WORK ORDER:
The required answer is every line of the data containing the word "device".

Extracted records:
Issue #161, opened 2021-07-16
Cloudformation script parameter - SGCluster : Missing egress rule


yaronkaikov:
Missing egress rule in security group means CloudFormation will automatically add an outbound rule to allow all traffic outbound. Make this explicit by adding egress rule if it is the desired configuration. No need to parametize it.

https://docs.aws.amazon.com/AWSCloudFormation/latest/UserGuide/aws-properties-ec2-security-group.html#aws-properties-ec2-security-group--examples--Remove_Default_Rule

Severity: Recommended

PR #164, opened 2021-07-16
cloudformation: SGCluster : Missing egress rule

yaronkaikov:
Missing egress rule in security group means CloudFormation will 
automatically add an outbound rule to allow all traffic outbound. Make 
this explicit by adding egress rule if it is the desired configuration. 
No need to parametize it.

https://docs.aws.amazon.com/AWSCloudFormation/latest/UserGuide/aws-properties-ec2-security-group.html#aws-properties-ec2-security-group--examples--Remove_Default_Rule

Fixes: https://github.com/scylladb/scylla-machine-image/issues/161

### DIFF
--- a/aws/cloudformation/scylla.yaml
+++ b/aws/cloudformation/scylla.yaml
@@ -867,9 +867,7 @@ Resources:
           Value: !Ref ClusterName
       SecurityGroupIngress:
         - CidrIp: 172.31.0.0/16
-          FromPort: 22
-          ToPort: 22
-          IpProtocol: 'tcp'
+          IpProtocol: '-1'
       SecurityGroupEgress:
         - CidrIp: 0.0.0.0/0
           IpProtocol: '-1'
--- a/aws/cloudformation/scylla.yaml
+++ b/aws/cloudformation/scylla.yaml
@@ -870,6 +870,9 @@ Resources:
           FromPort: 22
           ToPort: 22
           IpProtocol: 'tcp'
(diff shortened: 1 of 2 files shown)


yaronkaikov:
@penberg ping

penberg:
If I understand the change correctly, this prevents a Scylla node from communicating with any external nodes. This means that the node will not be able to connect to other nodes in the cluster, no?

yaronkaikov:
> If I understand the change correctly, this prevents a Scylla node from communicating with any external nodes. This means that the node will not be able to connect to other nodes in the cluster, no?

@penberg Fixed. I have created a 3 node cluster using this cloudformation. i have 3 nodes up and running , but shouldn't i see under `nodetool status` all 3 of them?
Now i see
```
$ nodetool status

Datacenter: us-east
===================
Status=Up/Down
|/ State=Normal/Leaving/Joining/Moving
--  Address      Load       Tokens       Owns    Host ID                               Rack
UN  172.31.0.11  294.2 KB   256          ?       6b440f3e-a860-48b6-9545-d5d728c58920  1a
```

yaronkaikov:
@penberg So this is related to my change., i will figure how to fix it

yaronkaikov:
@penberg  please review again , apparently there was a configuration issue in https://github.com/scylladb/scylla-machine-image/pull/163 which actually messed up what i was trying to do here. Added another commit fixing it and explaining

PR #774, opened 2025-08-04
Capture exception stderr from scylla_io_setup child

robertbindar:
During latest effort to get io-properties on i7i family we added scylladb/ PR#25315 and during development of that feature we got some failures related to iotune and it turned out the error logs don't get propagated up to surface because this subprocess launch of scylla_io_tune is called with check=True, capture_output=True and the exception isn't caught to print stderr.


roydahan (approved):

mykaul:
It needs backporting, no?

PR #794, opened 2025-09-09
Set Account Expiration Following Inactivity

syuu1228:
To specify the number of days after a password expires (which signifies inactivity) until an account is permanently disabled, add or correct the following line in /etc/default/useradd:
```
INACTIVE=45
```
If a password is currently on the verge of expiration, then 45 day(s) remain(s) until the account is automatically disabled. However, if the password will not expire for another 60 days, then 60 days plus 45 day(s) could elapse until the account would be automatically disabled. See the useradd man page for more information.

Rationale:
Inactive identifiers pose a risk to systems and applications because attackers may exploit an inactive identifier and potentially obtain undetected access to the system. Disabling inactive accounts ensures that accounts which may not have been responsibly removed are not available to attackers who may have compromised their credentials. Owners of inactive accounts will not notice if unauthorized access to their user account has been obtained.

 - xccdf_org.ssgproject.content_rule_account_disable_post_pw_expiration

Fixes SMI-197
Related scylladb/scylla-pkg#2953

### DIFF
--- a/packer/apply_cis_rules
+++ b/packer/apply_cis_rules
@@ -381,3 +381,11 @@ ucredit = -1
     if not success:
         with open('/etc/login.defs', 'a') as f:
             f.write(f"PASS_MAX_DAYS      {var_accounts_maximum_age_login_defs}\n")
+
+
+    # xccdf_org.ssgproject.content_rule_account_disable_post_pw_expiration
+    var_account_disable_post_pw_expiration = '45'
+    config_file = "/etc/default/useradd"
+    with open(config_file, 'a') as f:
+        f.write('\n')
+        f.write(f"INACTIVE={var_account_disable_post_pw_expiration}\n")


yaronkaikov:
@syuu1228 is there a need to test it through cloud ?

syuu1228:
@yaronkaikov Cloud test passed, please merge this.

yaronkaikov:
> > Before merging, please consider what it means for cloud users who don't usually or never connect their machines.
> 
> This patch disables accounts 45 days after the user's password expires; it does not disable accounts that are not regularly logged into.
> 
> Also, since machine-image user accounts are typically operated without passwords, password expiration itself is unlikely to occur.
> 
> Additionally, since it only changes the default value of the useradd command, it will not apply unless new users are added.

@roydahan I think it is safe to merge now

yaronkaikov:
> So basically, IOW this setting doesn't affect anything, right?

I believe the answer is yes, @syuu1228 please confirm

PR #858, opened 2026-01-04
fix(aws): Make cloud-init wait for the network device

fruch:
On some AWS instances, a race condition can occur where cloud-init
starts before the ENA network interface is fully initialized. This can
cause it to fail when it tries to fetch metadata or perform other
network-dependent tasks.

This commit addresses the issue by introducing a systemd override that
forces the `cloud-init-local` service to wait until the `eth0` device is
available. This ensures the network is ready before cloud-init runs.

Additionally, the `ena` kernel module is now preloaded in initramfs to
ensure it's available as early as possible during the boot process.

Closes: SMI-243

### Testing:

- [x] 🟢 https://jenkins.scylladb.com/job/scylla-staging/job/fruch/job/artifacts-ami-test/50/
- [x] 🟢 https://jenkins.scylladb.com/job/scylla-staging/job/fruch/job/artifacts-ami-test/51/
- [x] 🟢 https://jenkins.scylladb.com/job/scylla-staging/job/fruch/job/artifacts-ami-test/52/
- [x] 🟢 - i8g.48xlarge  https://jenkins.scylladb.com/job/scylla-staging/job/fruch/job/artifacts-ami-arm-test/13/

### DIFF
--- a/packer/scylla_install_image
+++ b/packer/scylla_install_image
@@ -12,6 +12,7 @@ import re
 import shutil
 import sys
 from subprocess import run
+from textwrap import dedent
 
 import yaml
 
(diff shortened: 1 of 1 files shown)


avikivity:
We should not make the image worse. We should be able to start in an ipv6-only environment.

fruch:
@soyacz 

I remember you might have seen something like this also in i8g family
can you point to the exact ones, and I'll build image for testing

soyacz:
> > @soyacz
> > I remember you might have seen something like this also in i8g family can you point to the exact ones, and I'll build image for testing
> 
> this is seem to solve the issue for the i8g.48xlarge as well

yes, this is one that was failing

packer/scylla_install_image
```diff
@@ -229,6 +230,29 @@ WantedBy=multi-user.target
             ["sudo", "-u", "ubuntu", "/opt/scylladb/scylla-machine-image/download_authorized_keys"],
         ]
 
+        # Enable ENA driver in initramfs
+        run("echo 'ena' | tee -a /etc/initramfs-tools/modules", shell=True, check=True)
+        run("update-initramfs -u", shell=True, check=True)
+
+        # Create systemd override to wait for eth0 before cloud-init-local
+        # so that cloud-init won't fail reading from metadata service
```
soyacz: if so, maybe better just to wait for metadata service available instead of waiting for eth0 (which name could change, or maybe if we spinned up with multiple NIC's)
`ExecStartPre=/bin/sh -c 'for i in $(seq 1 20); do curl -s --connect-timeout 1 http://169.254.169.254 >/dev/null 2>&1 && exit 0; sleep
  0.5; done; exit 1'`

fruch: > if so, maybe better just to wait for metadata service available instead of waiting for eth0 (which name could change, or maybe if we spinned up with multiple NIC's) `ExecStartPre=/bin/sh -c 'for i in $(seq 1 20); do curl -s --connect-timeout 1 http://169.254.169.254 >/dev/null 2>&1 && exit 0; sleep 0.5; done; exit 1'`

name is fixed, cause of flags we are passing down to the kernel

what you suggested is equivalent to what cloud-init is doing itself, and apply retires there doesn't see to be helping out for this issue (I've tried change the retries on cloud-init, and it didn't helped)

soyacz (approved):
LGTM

EXERCISE RESPONSE:
fix(aws): Make cloud-init wait for the network device
forces the `cloud-init-local` service to wait until the `eth0` device is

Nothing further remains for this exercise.